[Opening Data extract section]

PR #1319, opened 2024-01-22
Add Interfaces for reporing of error and warning messages from HW

mamueluth:
Add report interfaces for emergency stop, error and warning:
* The available report interfaces are: EMERGENCY_STOP_SIGNAL, ERROR_SIGNAL, ERROR_SIGNAL_MESSAGE,WARNING_SIGNAL and WARNING_SIGNAL_MESSAGE
The idea behind this PR is that each component provides some default interfaces for reporting of errors, error messages and warnings and warning messages. StateIntefaces are used for this which default names (e.g. <component_name>/ERROR_SIGNAL).

The component interface (actuator_inteface, sensor_intefrace, system_inteface) creates and stores them locally. The interfaces are named like <hardware_name>/<report_interface_type>. E.g. if hardware is called rrbot -> interface for WARNING_SIGNAL is called: rrbot/WARNING_SIGNAL. Later with variant support the interfaces will hold following datatypes:
* Emergency Stop (bool)
* Error Code (vector<uint8>(32))
* Warning Code (vector<int8>(32))
* Error Message (vector<string(128)>(32)
* Warning Message (vector<string(128)>(32)

Where the <error/warn>_message_interfaces_ holds the _error/warn message_ at position X for the <error/warn>_interface's_ error signal at position X .


hardware_interface/include/hardware_interface/actuator_interface.hpp
```diff
@@ -97,31 +104,170 @@ class ActuatorInterface : public rclcpp_lifecycle::node_interfaces::LifecycleNod
...
+    emergency_interface_info.name = hardware_interface::EMERGENCY_STOP_SIGNAL;
+    emergency_interface_info.data_type = "bool";
+    InterfaceDescription emergency_interface_descr(info_.name, emergency_interface_info);
+    emergency_stop_ = std::make_shared<StateInterface>(emergency_interface_descr);
+
+    // ERROR
+    // create error signal interface
+    InterfaceInfo error_interface_info;
+    error_interface_info.name = hardware_interface::ERROR_SIGNAL_INTERFACE_NAME;
+    error_interface_info.data_type = "std::array<uint8_t>";
```
destogl, line 162: When we define those types, we should think about how to name them in URDF too. This looks a bit complicated.

What do you think if we say that the syntax for vectors/arrays is  `vector<_type_>[size]` for example here would be `vector<uint8_t>[32]`. As long as we are pre-initializing the whole memory, by using `reserve` for example`, we should not be breaking real-time capabilities of the system.

```suggestion
    error_interface_info.data_type = "vector<uint8_t>[32]";
```

hardware_interface/include/hardware_interface/types/hardware_interface_warning_signals.hpp
destogl, line 1: Didn't we say to remove this and go directly with variants?

destogl (commented):
First batch of comments.

hardware_interface/test/test_error_warning_codes.cpp
```diff
@@ -0,0 +1,981 @@
+// Copyright 2020 ros2_control development team
```
destogl, line 1:
```suggestion
// Copyright 2024 Stogl Robotics Consulting UG (haftungsbeschränkt)
```

hardware_interface/include/hardware_interface/actuator_interface.hpp
mamueluth: The naming is to complicated. I will change it. But since the size should not be changeable, I would rather go with array then vectors.

hardware_interface/test/test_error_warning_codes.cpp
mamueluth: done

hardware_interface/include/hardware_interface/actuator_interface.hpp
mamueluth: wouldn't array also be better for realtime because of memory allocation?

bmagyar:
Can this be closed? Or massively refactored?

mamueluth:
> Can this be closed? Or massively refactored?

I Will refactor as soon as other stuff is merged. There are a lot of duplicate changes since i based on first PRs.

PR #1323, opened 2024-01-22
Activate coverage-build for humble

christophfroehlich:
No coverage build was active for humble.


destogl:
We can add this, but have to watch out to go over limits on the coverage server (if this is even possible).

PR #1325, opened 2024-01-22
Move `test_components` to own package

### LINKED ISSUE #1285: ros2_controller CI is broken for Iron
See the following jobs: 

- https://github.com/ros-controls/ros2_controllers/actions/runs/7436961863/job/20403754972
- https://github.com/ros-controls/ros2_controllers/actions/runs/7436961900/job/20234036118

For humble or rolling the same tests work. Semi-binary jobs works also with iron.
It seems that test_components are not shipped with the binaries; they are in the BUILD_TESTING branch. 

https://github.com/ros-controls/ros2_control/blob/71506d5f12e1e8529be4951ccf45f7144969f841/hardware_interface/CMakeLists.txt#L82-L96

@bmagyar Is it possible that iron packages are built with BUILD_TESTING false, but others with true?

christophfroehlich:
Move `test_components` to their own package, together with tests of hardware_interface package relying on it to break circular dependency.

We decided this in the WG meeting 2024 01 17

This will fix #1285 after we change the test-dependency of the ros2_controllers.


destogl (approved):
Thanks!

bmagyar (approved):
thank you!

saikishor (approved):

saikishor:
@christophfroehlich can we get these tests separated for Iron and Humble too?

christophfroehlich:
> @christophfroehlich can we get these tests separated for Iron and Humble too?

I think so, because the original problem was with humble binary releases?

bmagyar:
It was Iron. I think it's enough to backport there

[Closing Data extract section]

* **Aim of the task**
Repeat exactly the lines from the first line of the records above through the line containing "Warning Message (vector<string(128)>(32)", both included, and nothing else.

* **Finished task**
PR #1319, opened 2024-01-22
Add Interfaces for reporing of error and warning messages from HW

mamueluth:
Add report interfaces for emergency stop, error and warning:
* The available report interfaces are: EMERGENCY_STOP_SIGNAL, ERROR_SIGNAL, ERROR_SIGNAL_MESSAGE,WARNING_SIGNAL and WARNING_SIGNAL_MESSAGE
The idea behind this PR is that each component provides some default interfaces for reporting of errors, error messages and warnings and warning messages. StateIntefaces are used for this which default names (e.g. <component_name>/ERROR_SIGNAL).

The component interface (actuator_inteface, sensor_intefrace, system_inteface) creates and stores them locally. The interfaces are named like <hardware_name>/<report_interface_type>. E.g. if hardware is called rrbot -> interface for WARNING_SIGNAL is called: rrbot/WARNING_SIGNAL. Later with variant support the interfaces will hold following datatypes:
* Emergency Stop (bool)
* Error Code (vector<uint8>(32))
* Warning Code (vector<int8>(32))
* Error Message (vector<string(128)>(32)
* Warning Message (vector<string(128)>(32)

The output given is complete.